自分が78歳になったとき、空手着に袖を通すことができているだろうか。蹴りができるか突きができるか、なんて些末なことでなく、何かに夢中になり続けていることができるだろうか。ひとつの夢をみさせてもらったので、このフレーズを選びました。
大住柊太先生
「天才はいる。悔しいが。」(トウカイテイオー)
以前、ブログで天才って言葉はきらいだということを書きました。今でも嫌いなわけですが、それでもなぜこれを選んだか。
私たちが(その努力や苦悩をスルーして軽々しくも)柊太先生を空手の天才のひとりだと思っていたとしても、その柊太先生にも「天才だ」と思っている選手がいるはずで、そのうちの一人が20人組手の最後を務めてくれた日下部尚人先生だと思います。そこに向かっていく、気迫に満ちた表情は動画の中でも印象に残っているのではないでしょうか。二重の意味で、このフレーズを選ばせてもらいました。
鈴木統河先生
「僕らは一人では強くなれない。」(エルコンドルパサー)
柊太先生とはまた対照的な内弟子の一人、統河先生。柔和なイメージは前回の黒帯紹介の動画でも伝わったと思いますが、周りの人がいるから、辛いことも乗り越えられてきたという姿が印象的でした。

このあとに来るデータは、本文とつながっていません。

PR #6466, opened 2023-10-23
Add Python-based backends CI

pskiran1:
Changes:

Load all the models listed below and test their functionality:
- 2 vLLM backend models
- 2 add_sub backend (Python-based) models
- 1 Python backend model
- 1 Pytorch backend model.


qa/python_models/python_based_backends/vllm_opt/model.json
```diff
@@ -0,0 +1,5 @@
+{
+    "model": "facebook/opt-125m",
+    "disable_log_requests": "true",
+    "gpu_memory_utilization": 0.25
+}
```
oandreeva-nv, line 5: can we copy this file and `config` from vllm_backend repo `samples` folder? This way we can eliminate the necessity to maintain the `vllm_opt` repo here

pskiran1: Updated test.sh to use vllm_backend repo samples.

dyastremsky (dismissed):

tanmayv25:
Do we need to test against vLLM backend model here? Isn't `2 add_sub backend (Python-based) models` good proxy for vllm backend models?
Otherwise you would need to use vLLM backend installed to run these tests.

oandreeva-nv:
I am currently confused why we have `json` model files for pytorch Python-based backend. I believe the whole point of PyTorch Python-based backend. is to help serve `model.py` which define `torch.nn.Module` base class. Or what is '2 add_sub backend (Python-based) models' mean ? Could you please clarify my concern?

pskiran1:
> Do we need to test against vLLM backend model here? Isn't `2 add_sub backend (Python-based) models` good proxy for vllm backend models? Otherwise you would need to use vLLM backend installed to run these tests.

@tanmayv25, Yes, I think `2 add_sub backend (Python-based) models` covers python-based backend testing. Would you recommend removing vLLM model testing here?

qa/common/gen_qa_pytorch_model.py
```diff
@@ -0,0 +1,124 @@
...
+        (torch.rand(1, 4, dtype=torch.float), torch.rand(1, 4, dtype=torch.float)),
+    )
+
+    os.makedirs(model_dir, exist_ok=True)
+    model_path = os.path.join(model_dir, "model.pt")
+
+    traced_model.save(model_path)
+
+
+def generate_config(config_path):
```
oandreeva-nv, line 57: nit: I believe add_sub's config is similar to what this function is generating. Maybe we can re-use this function to generate add_sub config as well? Maybe as an input it can take backend's name and dynamically adjust produced `config` .

pskiran1: @oandreeva-nv, just for confirmation, would recommend to generate [qa/python_models/python_based_backends/add_sub_backend/config.pbtxt](https://github.com/triton-inference-server/server/pull/6466/files#diff-85437ebf20c6bf63c7225f32423b65dfa4056538b204cf6d4a7e0fc10a6ba6fa) using this function?

qa/python_models/python_based_backends/add_sub_backend/model.py
```diff
@@ -0,0 +1,121 @@
...
+          be the same as `requests`
+        """
+
+        responses = []
+
+        for request in requests:
+            in_0 = pb_utils.get_input_tensor_by_name(request, "INPUT0")
+            in_1 = pb_utils.get_input_tensor_by_name(request, "INPUT1")
+
+            if self.add_sub_config["operation"] == "add":
```
oandreeva-nv, line 105: I believe we can eliminate dependency on single output [here](https://github.com/triton-inference-server/server/pull/6466/files#diff-c02333b955665a5e56699cccc5cce927d0c8ec9ac1fe6a783dc2fd3cc8a3e802R57), if we make this model to output both add tensor and sub tenor. In this case we can also shorten our `initialize` function to get rid of some checks and `add_model.json` and `sub_model.json` . CC @tanmayv25  what do you think?

qa/common/gen_qa_pytorch_model.py
oandreeva-nv: @pskiran1 How about we add inputs and outputs through [auto_complete_config](https://github.com/triton-inference-server/python_backend#auto_complete_config) for add_sub backend model then? In this case, we can make this function conditional, e.g.  `generate_config(config_path, backend_name, add_io = True)`. If `add_io` is false, it will only generate " backend: "{}"".format(backend_name)" something like this. Could you please try it out?

qa/python_models/python_based_backends/add_sub_backend/model.py
oandreeva-nv: I would also suggest adding second version to at least one model. It can be the same e.g. pytorch model, just in a separate version folder

tanmayv25: The reason for "operation" field in the add_sub json model is to test whether two models belonging to the same python based backend can be loaded and served. In order to clean up the dependency of single output, we can do the following:

1. variant1.json model: returns sum in OUTPUT0 and difference in OUTPUT1.
2. variant2.json model: returns difference in OUTPUT0 and sum in OUTPUT1.

What are your thoughts?

qa/common/gen_qa_pytorch_model.py
tanmayv25: Using auto_complete_config is a good idea here!

qa/python_models/python_based_backends/add_sub_backend/model.py
oandreeva-nv: I am fine with keeping this as is, if this is too much work. I thought we can also add some versions to some models

pskiran1: @oandreeva-nv @tanmayv25,
Thank you. The above changes may still require some conditional checks in the model.py. Therefore, proceeding with the existing approach. Updated the add_sub backend model.py to prepare configuration using the auto-config feature and removed a separate config.pbtxt file.
In addition, removed add_model.json, and sub_model.json files and creating them using a simple echo command in the test.sh file.
```
echo '{ "operation": "add" }' > ${MODEL_REPOSITORY}/add/1/model.json
```

Also, added multiple versions for the add_sub backend (add) and python backend models, along with appropriate tests to ensure expected behavior.

qa/common/gen_qa_pytorch_model.py
pskiran1: Updated the add_sub backend model.py to prepare inputs/outputs configuration using the `auto-complete-config` feature and removed a separate config.pbtxt file. For simplicity, generating minimal config.pbtxt in test.sh using command,
`echo "backend: \"add_sub\"" > ${MODEL_REPOSITORY}/add/config.pbtxt`

qa/L0_backend_python/python_based_backends/python_based_backends_test.py
```diff
@@ -0,0 +1,144 @@
...
+
+    def test_python_model(self):
+        self.assertTrue(
+            self.triton_client.is_model_ready(self.python_model, model_version="2")
+        )
+        self._test_add_sub_model(
+            model_name=self.python_model, shape=[16], model_version="2"
+        )
+
+    def test_pytorh_model(self):
```
tanmayv25, line 81:
```suggestion
    def test_pytorch_model(self):
```

tanmayv25 (dismissed):

dyastremsky (approved):

PR #6472, opened 2023-10-23
L0_model_config Fix

fpetrini15:
Minor fix to the L0_model_config test suite.
Core changes: https://github.com/triton-inference-server/core/pull/278

### DIFF
--- a/qa/L0_model_config/autofill_noplatform/custom/unknown_backend.unknown/expected
+++ b/qa/L0_model_config/autofill_noplatform/custom/unknown_backend.unknown/expected
@@ -1,1 +1,1 @@
-Invalid argument: unable to find 'libtriton_unknown.so' for model 'unknown_backend.unknown'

いつも涼しい顔して辛いことも淡々とこなすイメージですが、その裏で、実はけっこうかわいかったり笑 また、すごく感謝の気持ちをもっているんだなってことを知ったので、このフレーズを選びました。
柊太先生&統河先生
「宿敵が、強さをくれる。」(タマモクロス)
本当のフレーズは「宿敵」だったのですが、動画では意味合いを考慮して「好敵手(ライバル)」と変えさせていただきました。
このことばは、もう説明の必要もないでしょう。
ということで一日がかりの5人の先生・先輩たちの昇段審査をぎゅっとまとめましたが、伝えたいことはいつも伝えられないし、なかなか理解されることもないのが世の常です。
そんな生きづらい世ではありますが、言葉よりも伝わる何か、が必ずあると思いますので、ぜひご笑覧ください。